# Aim of the exercise
The required answer is every line of the data containing the word "common".

# Dataset excerpts
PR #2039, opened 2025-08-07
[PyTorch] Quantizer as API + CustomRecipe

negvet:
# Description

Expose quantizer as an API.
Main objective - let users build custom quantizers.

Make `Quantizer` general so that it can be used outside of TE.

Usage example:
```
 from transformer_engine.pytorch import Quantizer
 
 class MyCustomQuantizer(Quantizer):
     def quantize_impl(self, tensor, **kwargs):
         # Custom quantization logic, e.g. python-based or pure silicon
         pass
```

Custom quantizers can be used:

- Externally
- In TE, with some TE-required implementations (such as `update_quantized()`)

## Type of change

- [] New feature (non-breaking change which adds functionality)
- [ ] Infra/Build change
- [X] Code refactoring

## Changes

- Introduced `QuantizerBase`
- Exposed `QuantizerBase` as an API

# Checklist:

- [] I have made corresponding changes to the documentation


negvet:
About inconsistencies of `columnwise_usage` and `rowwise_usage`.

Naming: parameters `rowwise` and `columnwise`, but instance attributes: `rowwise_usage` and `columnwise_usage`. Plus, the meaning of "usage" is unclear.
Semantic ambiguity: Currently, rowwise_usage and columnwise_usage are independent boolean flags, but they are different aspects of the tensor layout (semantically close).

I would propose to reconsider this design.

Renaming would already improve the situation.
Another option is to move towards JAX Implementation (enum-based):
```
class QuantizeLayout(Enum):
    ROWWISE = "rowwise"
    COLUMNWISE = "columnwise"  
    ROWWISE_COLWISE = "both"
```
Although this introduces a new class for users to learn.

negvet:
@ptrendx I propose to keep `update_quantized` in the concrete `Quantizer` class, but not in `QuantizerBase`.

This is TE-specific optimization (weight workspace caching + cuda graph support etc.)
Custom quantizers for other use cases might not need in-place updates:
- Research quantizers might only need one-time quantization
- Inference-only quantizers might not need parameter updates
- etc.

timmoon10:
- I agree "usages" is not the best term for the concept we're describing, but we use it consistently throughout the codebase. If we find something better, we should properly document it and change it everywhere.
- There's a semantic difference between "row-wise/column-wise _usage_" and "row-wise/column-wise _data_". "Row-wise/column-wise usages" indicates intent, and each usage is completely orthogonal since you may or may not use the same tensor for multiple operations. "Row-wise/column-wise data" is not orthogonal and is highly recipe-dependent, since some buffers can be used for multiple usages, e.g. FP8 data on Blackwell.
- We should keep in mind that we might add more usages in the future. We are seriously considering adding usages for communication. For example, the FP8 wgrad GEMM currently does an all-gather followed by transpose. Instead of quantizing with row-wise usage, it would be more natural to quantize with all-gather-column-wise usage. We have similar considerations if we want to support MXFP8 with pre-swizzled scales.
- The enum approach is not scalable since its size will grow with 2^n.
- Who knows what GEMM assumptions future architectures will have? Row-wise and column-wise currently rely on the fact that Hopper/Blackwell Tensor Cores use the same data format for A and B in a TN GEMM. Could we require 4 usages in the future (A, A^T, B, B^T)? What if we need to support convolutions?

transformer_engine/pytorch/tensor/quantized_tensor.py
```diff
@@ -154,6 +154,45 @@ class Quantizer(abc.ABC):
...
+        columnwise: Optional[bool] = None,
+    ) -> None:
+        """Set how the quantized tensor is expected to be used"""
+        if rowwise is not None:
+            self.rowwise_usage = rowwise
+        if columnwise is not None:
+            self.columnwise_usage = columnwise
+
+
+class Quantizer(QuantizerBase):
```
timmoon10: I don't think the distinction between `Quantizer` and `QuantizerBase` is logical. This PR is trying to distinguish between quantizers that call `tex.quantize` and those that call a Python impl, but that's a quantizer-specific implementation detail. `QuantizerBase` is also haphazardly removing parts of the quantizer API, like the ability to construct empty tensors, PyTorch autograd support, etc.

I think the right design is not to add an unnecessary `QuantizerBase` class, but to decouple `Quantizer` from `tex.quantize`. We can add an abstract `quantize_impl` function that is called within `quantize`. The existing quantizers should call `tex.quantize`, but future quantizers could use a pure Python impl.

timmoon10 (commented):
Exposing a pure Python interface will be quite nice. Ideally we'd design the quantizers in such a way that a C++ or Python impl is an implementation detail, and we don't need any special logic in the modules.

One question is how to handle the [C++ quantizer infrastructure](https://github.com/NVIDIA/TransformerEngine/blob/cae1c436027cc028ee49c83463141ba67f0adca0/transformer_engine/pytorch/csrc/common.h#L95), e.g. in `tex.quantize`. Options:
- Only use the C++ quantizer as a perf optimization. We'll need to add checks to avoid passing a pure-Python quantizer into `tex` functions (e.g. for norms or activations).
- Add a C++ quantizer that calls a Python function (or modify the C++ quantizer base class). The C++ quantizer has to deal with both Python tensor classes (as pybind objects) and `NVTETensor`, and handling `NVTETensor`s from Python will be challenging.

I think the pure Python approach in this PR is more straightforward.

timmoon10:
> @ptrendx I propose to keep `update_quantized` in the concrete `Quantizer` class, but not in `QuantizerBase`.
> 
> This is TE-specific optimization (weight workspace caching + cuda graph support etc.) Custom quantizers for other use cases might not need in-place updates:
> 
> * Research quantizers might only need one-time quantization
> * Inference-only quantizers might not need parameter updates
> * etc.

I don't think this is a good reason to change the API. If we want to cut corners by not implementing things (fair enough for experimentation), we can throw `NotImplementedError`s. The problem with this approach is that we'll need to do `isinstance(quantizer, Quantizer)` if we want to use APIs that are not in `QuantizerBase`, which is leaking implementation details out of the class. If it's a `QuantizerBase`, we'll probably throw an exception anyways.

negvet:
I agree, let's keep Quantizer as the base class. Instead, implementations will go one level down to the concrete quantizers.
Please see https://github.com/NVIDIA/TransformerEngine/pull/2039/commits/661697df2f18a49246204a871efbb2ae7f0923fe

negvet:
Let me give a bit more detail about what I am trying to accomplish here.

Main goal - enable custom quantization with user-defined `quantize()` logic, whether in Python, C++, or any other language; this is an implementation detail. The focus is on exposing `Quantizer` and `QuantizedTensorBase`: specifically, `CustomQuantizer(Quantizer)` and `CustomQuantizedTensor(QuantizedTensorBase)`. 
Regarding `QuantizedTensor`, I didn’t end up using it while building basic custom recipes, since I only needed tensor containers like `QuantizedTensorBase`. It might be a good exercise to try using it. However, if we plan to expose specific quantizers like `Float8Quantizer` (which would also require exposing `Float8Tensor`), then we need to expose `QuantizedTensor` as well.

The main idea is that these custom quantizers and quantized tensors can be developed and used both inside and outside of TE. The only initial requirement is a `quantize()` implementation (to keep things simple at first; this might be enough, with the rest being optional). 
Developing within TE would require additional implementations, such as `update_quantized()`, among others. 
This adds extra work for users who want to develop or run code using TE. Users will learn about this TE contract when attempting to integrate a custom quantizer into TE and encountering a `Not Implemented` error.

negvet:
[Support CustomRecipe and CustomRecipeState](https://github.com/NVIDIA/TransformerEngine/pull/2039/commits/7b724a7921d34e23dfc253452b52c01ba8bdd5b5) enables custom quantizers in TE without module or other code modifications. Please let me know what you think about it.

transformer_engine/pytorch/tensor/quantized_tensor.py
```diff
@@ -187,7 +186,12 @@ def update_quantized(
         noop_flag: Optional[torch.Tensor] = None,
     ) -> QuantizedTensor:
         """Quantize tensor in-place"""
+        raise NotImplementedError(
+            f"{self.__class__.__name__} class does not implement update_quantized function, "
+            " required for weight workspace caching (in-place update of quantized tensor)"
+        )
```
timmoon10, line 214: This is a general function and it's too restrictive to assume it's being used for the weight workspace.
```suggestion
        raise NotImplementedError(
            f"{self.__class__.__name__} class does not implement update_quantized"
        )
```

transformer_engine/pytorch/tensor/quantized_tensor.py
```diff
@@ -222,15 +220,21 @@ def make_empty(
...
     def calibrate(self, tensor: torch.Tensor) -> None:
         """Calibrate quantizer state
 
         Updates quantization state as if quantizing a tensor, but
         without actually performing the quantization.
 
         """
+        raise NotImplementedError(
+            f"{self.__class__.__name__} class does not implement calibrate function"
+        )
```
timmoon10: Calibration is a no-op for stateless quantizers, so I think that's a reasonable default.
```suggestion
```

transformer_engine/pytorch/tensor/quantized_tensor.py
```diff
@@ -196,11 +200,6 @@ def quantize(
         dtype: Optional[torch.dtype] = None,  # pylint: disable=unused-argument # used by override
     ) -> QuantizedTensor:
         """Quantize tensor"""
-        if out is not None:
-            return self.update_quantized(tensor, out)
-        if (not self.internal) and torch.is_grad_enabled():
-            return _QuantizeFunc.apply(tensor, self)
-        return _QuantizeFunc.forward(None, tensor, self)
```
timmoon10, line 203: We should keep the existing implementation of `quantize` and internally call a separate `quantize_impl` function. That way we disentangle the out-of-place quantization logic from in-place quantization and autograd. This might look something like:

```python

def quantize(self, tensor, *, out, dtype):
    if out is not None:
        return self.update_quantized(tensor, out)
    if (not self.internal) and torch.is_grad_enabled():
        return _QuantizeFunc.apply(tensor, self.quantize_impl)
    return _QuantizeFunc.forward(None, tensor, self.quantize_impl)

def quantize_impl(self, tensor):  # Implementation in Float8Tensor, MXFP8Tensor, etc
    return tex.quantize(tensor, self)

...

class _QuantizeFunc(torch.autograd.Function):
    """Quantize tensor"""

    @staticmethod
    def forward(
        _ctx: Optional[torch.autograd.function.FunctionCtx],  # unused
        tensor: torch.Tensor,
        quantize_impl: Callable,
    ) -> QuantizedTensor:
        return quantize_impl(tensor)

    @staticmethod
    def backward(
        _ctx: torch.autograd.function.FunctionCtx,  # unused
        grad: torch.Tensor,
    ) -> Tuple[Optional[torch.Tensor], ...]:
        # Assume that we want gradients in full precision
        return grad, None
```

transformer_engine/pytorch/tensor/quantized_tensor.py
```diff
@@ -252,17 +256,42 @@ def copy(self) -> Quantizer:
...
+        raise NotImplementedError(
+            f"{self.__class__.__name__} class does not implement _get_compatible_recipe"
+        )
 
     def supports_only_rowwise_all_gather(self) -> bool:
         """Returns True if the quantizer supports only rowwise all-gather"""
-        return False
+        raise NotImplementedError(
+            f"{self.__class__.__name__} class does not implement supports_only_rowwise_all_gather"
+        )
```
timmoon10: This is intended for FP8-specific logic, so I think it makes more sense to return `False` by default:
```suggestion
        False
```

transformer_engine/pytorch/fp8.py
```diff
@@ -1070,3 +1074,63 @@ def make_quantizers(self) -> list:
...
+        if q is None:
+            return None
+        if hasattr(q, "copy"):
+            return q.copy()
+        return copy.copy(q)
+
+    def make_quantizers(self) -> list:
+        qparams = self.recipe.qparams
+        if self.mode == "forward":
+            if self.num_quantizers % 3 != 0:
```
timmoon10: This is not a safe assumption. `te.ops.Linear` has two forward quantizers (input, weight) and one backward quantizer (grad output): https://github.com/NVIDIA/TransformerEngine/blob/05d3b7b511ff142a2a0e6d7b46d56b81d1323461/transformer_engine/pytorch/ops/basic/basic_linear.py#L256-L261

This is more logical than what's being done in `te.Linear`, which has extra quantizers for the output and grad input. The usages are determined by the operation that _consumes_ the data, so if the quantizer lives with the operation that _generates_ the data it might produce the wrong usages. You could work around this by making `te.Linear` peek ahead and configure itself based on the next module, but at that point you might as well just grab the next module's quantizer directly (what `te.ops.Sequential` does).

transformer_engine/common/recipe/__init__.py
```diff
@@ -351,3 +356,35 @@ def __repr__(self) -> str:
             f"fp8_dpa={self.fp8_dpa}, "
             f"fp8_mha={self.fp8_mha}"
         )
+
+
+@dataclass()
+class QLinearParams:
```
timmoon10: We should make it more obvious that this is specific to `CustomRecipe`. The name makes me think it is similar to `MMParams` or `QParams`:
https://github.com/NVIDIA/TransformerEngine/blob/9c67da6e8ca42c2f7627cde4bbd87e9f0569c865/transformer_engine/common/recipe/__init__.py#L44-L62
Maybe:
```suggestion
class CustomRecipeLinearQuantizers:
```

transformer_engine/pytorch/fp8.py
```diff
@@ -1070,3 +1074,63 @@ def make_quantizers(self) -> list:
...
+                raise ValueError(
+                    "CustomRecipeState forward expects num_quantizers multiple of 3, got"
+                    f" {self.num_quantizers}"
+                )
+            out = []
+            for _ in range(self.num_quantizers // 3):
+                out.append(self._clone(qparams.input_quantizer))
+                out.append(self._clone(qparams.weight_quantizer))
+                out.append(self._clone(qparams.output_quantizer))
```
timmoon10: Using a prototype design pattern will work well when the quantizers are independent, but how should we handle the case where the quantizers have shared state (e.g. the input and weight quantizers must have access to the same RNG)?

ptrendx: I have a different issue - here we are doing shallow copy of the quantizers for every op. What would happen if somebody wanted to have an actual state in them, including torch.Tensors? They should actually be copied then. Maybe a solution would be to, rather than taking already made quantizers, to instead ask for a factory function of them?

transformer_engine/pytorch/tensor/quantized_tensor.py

...

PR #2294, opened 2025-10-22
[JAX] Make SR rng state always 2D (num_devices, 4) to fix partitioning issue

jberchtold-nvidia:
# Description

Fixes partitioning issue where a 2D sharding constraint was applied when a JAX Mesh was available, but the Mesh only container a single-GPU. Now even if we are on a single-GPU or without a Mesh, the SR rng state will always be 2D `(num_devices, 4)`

# Solved problem
One question is how to handle the [C++ quantizer infrastructure](https://github.com/NVIDIA/TransformerEngine/blob/cae1c436027cc028ee49c83463141ba67f0adca0/transformer_engine/pytorch/csrc/common.h#L95), e.g. in `tex.quantize`. Options:
transformer_engine/common/recipe/__init__.py
https://github.com/NVIDIA/TransformerEngine/blob/9c67da6e8ca42c2f7627cde4bbd87e9f0569c865/transformer_engine/common/recipe/__init__.py#L44-L62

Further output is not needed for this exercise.